My food wasn't as clean and perfect over the weekend, but it was okay. Today I'm back to 100% on track. Bob Greene, Oprah's trainer, said in the same article I quoted last week to remember the 80-20 rule. If you follow your plan 80% of the time and relax a little the other 20%, you'll still have success. Of course the 20% can't be bingeing or eating those red-light foods that set one to irresistabe cravings. I always seem to be more liberal with my weekend eating, but my goal for the next weekend is to stay within my 1600-1700 range on one of the 2 days, and not exceed 2000 on the other. This is lifestyle change and management, not rigorous restricting of calories, aka dieting. But in order to lose the remaining 7.6 calories this month for the Beach Challenge, I have to keep nose to the grindstone. I want one of the tacky beach souvenirs! With her 8 pound loss during week 1, Tammy may be awarding herself some tacky souvenirs :D

I have a few spring pics to share - more flowering trees and plants that have caught my fancy. I have to remember to have my camera with me more often because I've passed a few amazing gardens that I couldn't capture because the camera was at home. DOH!

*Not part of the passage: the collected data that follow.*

PR #370, opened 2016-02-29
Improve the checksum migration

noirbizarre:
This PR improve the badchecksum detection migration.

It will need to unrecord the migration to apply it again (it's safe).

```shell
$ udata db unrecord udata 2016-01-25-fix-resources-checksums.js
-> Removing migration udata:2016-01-25-fix-resources-checksums.js

$ udata db migrate
-> udata:2015-05-06-migrate-issues.js ................................... [Skipped]
-> udata:2015-06-10-public-service-to-badges.js ......................... [Skipped]
-> gouvfr:2015-07-10-dataconnexions-badges.js ........................... [Skipped]
-> udata:2015-08-19-migrate-resource-published.js ....................... [Skipped]
-> gouvfr:2015-09-14-dataconnexions-6.js ................................ [Skipped]
-> udata:2015-09-14-generic-badges.js ................................... [Skipped]
-> udata:2015-09-23-community-resources.js .............................. [Skipped]
-> udata:2015-09-25-migrate-harvest-sources-validation.js ............... [Skipped]
-> gouvfr:2015-09-28-fix-maaf-harvester-doublouns.js .................... [Skipped]
-> udata:2015-10-08-migrate-resources-field-names.js .................... [Skipped]
-> udata:2015-10-19-deduplicate-badges.js ............................... [Skipped]
-> udata:2015-11-16-remove-supplier.js .................................. [Skipped]
-> udata:2015-11-23-set-uuid-as-community-resources-id.js ............... [Skipped]
-> udata:2016-01-21-set-uuid-for-community-resources.js ................. [Skipped]
-> udata:2016-01-21-set-uuid-for-resources.js ........................... [Skipped]
-> udata:2016-01-25-fix-resources-checksums.js .......................... [Apply]
│
│ Candidates: 47
│ 97 resources modified.
│ 47 datasets modified.
│
└──[OK]

-> udata:2016-02-03-clean-topic-datasets.js ............................. [Skipped]
```

### DIFF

I love these bleeding hears - one of my favorites, and if you blink, you can miss their beautiful blooms!


The husband has been gone since Last Thursday to be in Georgia for the Masters tournament and is staying through today to clean up lose ends with our soon to be college senior's FAFSA application for next year. He'll be home tomorrow and I'm ready! It's nice for a few days to have the house to myself, but enough is enough. I'm even looking forward to cooking more official meals again! That'll last for maybe a day, so I better do some extra cooking while the mood is here.